One thing that bothers me about "The Miracle Man" is why is Five-0 even involved in this case? There wasn't any crime committed during the whole episode. That has to be a Hawaii Five-0 first...an episode where no crime is committed. Can you think of another episode like that?

"Why Won't Linda Die?"...is pretty good. Sharon Farrell did a fine job.

Even though "Deadly Courier" is under par, it still beats any episode of the new Hawaii Five-0 which, by the way, I can barely watch.

Added: Thursday 04 April 2013 23:00:09 MST

Submitted by: ringfire211
From: Philadelphia

Agreed on Robert Taylor in QUO VADIS. There was something about him that didn't quite click with me. I'm not even sure what it was. I don't think it was because he was too wooden. Certainly not anywhere near as wooden as Stephen Boyd was as the lead in THE FALL OF THE ROMAN EMPIRE. I think Taylor just sounded too American or something. Though guys like Heston and Kirk Douglas are also very American and somehow they make it work. I don't know.

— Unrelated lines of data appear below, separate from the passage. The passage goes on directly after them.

PR #184, opened 2022-09-12
Allow for selection of diversly contextualized main functions in Bir

MdrditArthur:
Bir_interface currently overwrites silently MPP-declared main function by a "context_function", adding reset of input variables and valuation of constants and conditional statements to verify according to m_spec file used. If no m_spec is used, a reset of the whole input table is added.

This results in unwanted behaviour for some backends and obfuscates which part of the statements originates from MPP files or M_spec files.

Target for this PR as for now is : 
- Bir module public interface should provide access to all three of bare main_function, main_function with context from a m_spec (context_function) and context_function providing a reset of the input table (needed for the Mlang built-in interpreter)
- Bir.program function map should stay untouched by Bir_interface, reflecting the computation as described in M and MPP, that's why statements for context_function and Co. should be stored in specific fields of the program record.

### DIFF
--- a/src/mlang/backend_ir/bir.mli
+++ b/src/mlang/backend_ir/bir.mli
@@ -61,6 +61,7 @@ type program = {
   mpp_functions : mpp_function FunctionMap.t;
   rules_and_verifs : rule_or_verif ROVMap.t;
   main_function : function_name;
+  context_function : function_name;
   idmap : Mir.idmap;
   mir_program : Mir.program;
   outputs : unit VariableMap.t;
@@ -83,6 +84,8 @@ val set_from_mir_dict : tgv_id -> Mir.VariableDict.t -> VariableSet.t
 val rule_or_verif_as_statements : rule_or_verif -> stmt list
 
 val main_statements : program -> stmt list
+
+val main_statements_no_context : program -> stmt list
 
 val get_all_statements : program -> stmt list
 
--- a/src/mlang/optimizing_ir/bir_to_oir.ml
+++ b/src/mlang/optimizing_ir/bir_to_oir.ml
@@ -203,6 +203,7 @@ and re_translate_block (block_id : Oir.block_id)
       let stmts = List.rev stmts in
       (next_block_id, stmts, rules)
 
+(*WARNING : OIR is not tested, but change in Bir interface to main/context functions has probably broken it.*)
 let oir_program_to_bir (p : Oir.program) : Bir.program =
   let statements, rules_and_verifs =
     re_translate_blocks_until p.entry_block p.blocks Bir.ROVMap.empty None
@@ -222,4 +223,5 @@ let oir_program_to_bir (p : Oir.program) : Bir.program =
     mir_program = p.mir_program;
     outputs = p.outputs;
     main_function = p.main_function;
+    context_function = p.main_function;
   }
--- a/src/mlang/test_framework/test_interpreter.ml
+++ b/src/mlang/test_framework/test_interpreter.ml
@@ -159,7 +159,7 @@ let add_test_conds_to_combined_program (p : Bir.program)
       conds []
   in
   let mpp_functions =
-    Bir.FunctionMap.add p.Bir.main_function
+    Bir.FunctionMap.add p.Bir.context_function
       Bir.{ mppf_stmts = new_stmts @ conditions_stmts; mppf_is_verif = false }
       p.mpp_functions
   in
--- a/src/mlang/backend_ir/bir.ml
+++ b/src/mlang/backend_ir/bir.ml
@@ -127,12 +127,19 @@ type program = {
   mpp_functions : mpp_function FunctionMap.t;
   rules_and_verifs : rule_or_verif ROVMap.t;
   main_function : function_name;
+  context_function : function_name;
   idmap : Mir.idmap;
   mir_program : Mir.program;
   outputs : unit VariableMap.t;
 }
 
 let main_statements (p : program) : stmt list =
+  try (FunctionMap.find p.context_function p.mpp_functions).mppf_stmts
+  with Not_found ->
+    Errors.raise_error
+      "Unable to find contextualized main function of Bir program"
+
+let main_statements_no_context (p : program) : stmt list =
   try (FunctionMap.find p.main_function p.mpp_functions).mppf_stmts
   with Not_found ->
     Errors.raise_error "Unable to find main function of Bir program"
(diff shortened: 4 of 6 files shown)


src/mlang/backend_ir/bir.mli
```diff
@@ -61,6 +61,8 @@ type program = {
   mpp_functions : mpp_function FunctionMap.t;
   rules_and_verifs : rule_or_verif ROVMap.t;
   main_function : function_name;
+  context_function : mpp_function;
+  context_with_reset_function : mpp_function;
```
Keryan-dev, line 65: I'd rather have those out of the function map, since it corresponds to nothing in the mpp. Maybe a option would be to put the statements lists out in the record (or a context subrecord) with names such as e.g. `undefined_inputs_init` `constant_inputs_init` and `adhoc_spec_tests`. Then make sure the proper statements list are build by function below and that the rest of the code refer to those functions instead of tapping into the program record.

Keryan-dev: I wouldn't worry for OIR as long as you input the same date as before (and even then...)

MdrditArthur: The point with OIR is: it transforms Bir.program to Oir.program and back, this could be solved easily by adding relevant information to Oir.program. 
But I don't know yet if the context part of the statements were included in the optimisation. I think so, because it was added to the function map and indistinguishable from the original statements of the program. If so, my work will have changed the optimisation behaviour.

Keryan-dev: Optimisations already lose information by burying it in its output code. If you give the same input (with context IIRC), then you'd have the same output, losing context information in the process, sure, but its output should not change.

src/mlang/test_framework/test_interpreter.ml
```diff
@@ -120,51 +120,6 @@ let to_MIR_function_and_inputs (program : Bir.program) (t : test_file)
   ( { func_variable_inputs; func_constant_inputs; func_outputs; func_conds },
     input_file )
 
-let add_test_conds_to_combined_program (p : Bir.program)
-    (conds : Bir.condition_data Bir.VariableMap.t) : Bir.program =
-  (* because evaluate_program redefines everything each time, we have to make
-     sure that the redefinitions of our constant inputs are removed from the
-     main list of statements *)
```
MdrditArthur, line 127: I suggest we remove this function (only used in this file) as it looks like it has no more use. When it's called, the conditions context statement have already been added, and the context variables initialisation is done with SimpleVar type so no InputVar needs to be filtered and replaced.

src/mlang/backend_ir/bir.mli
MdrditArthur: If I keep this behaviour, the OIR will effectively bury the potential context in the mpp_functions map of the Bir.program. I feel like this would be an unwanted behaviour as part of the point of having the context isolated in its own field is to keep the ability to choose in the backends if we want to use a contextualized main function or not.

So my position would be that OIR should keep either keep intact the context statements (but then they won't be optimized), or the choice to have them should be made before OIR call, as far as I can tell it's not trivial with the current Driver.

I'm inclined to modify OIR.program to pass context information transparently as the context is not the most useful in the cases we want to optimise the generated code (like C for batch processing).

Keryan-dev: Let it drown, without the context some passes might have the wrong behaviour, and you don't want to put your nose in there for this PR. 

I agree this is unsatisfactory but it's not worth spending much time on this for now. We'll discuss this in more details later.

MdrditArthur: > Let it drown,

Well, now we can't, because optimisation made it back to master and so this PR breaks it as is, so I'm trying to resolve it while staying close of the old behaviour.

src/mlang/optimizing_ir/bir_to_oir.ml
```diff
@@ -177,6 +178,10 @@ and re_translate_block (block_id : Oir.block_id)
 let cfg_to_bir_stmts (cfg : Oir.cfg) : Bir.stmt list =
   re_translate_blocks_until cfg.entry_block cfg.blocks None
 
+(*WARNING : OIR is not tested, but changes in Bir interface to "context" of the
+  program (Bir_interface.adapt_program_to_function) could have broken it. In any
+  cases : its behavior is modified as the context is no more included in the
+  optimisations.*)
```
Keryan-dev, line 184: Outdated comment

MdrditArthur: Of course. Isn't comment function to become outdated and treacherous ? I'll delete this ASAP.

src/mlang/test_framework/test_interpreter.ml
denismerigoux: Ok!

src/mlang/backend_ir/bir.mli
```diff
@@ -57,10 +57,17 @@ type mpp_function = { mppf_stmts : stmt list; mppf_is_verif : bool }
 
 module FunctionMap : Map.S with type key = function_name
 
+type program_context = {
```
denismerigoux, line 60: I'm ok with the change but you should put the rationale about why we need this context as a documentation comment here (you can start from your PR description which is quite informative).

src/mlang/backend_ir/bir_interpreter.ml
```diff
@@ -752,7 +752,9 @@ module Make (N : Bir_number.NumberInterface) = struct
       (code_loc_start_value : int) : ctx =
     try
       let ctx =
-        evaluate_stmts p ctx (Bir.main_statements p) [] code_loc_start_value
+        evaluate_stmts p ctx
+          (Bir.main_statements_with_reset p)
```
denismerigoux, line 756: Here a little comment about why we reset would be good

denismerigoux (approved):
Congrats @MdrditArthur ! The code is fine but lacks some comments. You can put comments with the `(* .. *)` syntax, or `(** .. *)` for top-level comments that will be collected by `ocamldoc` to generate https://mlanguage.github.io/mlang/mlang/index.html

src/mlang/backend_ir/bir.mli
MdrditArthur: Documentation comment proposed in commit [b8e0f56](https://github.com/MLanguage/mlang/pull/184/commits/b8e0f56a440017d640a2a4646980fb974bbaa939).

Taylor did a decent enough job in IVANHOE as I recall (another great Rozsa score - boy, that guy is everywhere!) but I guess he just wasn't Roman enough for me in QUO VADIS. Deborah Kerr though I thought was very good as Lygia. I guess I find it easier to accept British actors in these historical epics playing Romans, Greeks, Jews, etc. :)

As for Alex North's score for SPARTACUS, while I think its "Love Theme" is a brilliant piece of scoring I honestly don't think the rest of the score can hold a candle to Rozsa's score for BEN-HUR. Or to most of his other scores for that matter. Aside from the "Love Theme" I honestly can't remember anything else from the score. While Rozsa's score for BEN-HUR is easily the best score of 1959 (trumping even the brilliant NORTH BY NORTHWEST by Bernard Herrmann), for 1960 there are at least 3 scores that I prefer over North's SPARTACUS - Herrmann's PSYCHO, Elmer Bernstein's THE MAGNIFICENT SEVEN, and Dimitri Tiomkin's THE ALAMO. A little Five-0 connection here: the Best Score for 1960 went to Ernest Gold's EXODUS. Turns out that Gold scored 2 episodes of Five-0 in the 10th season - "Deep Cover" and "A Short Walk on the Longshore". Imagine that! An Oscar-winning composer worked on Five-0!

And here's the awesomesauce "Ave Caesar March" from QUO VADIS: http://bit.ly/Xg1lCt

Hey Mike and Rainbow, what are your thoughts on THE ROBE and DEMETRIUS AND THE GLADIATORS? Keep in mind that our buddy Ralph Mingo from S4's "Cloth of Gold" played Caligula in both! :) Jay Robinson is a delight to watch! He must have really been inspired by Ustinov in QUO VADIS. Because he's hamming it up like there's no tomorrow! He seriously gives Ustinov a run for his money. There is something about Robinson's childlike/whiny voice combined with his very fey demeanor that is mind-bendingly awesomesauce!! Plus 2 more great scores courtesy of Alfred Newman and Franz Waxman, respectively.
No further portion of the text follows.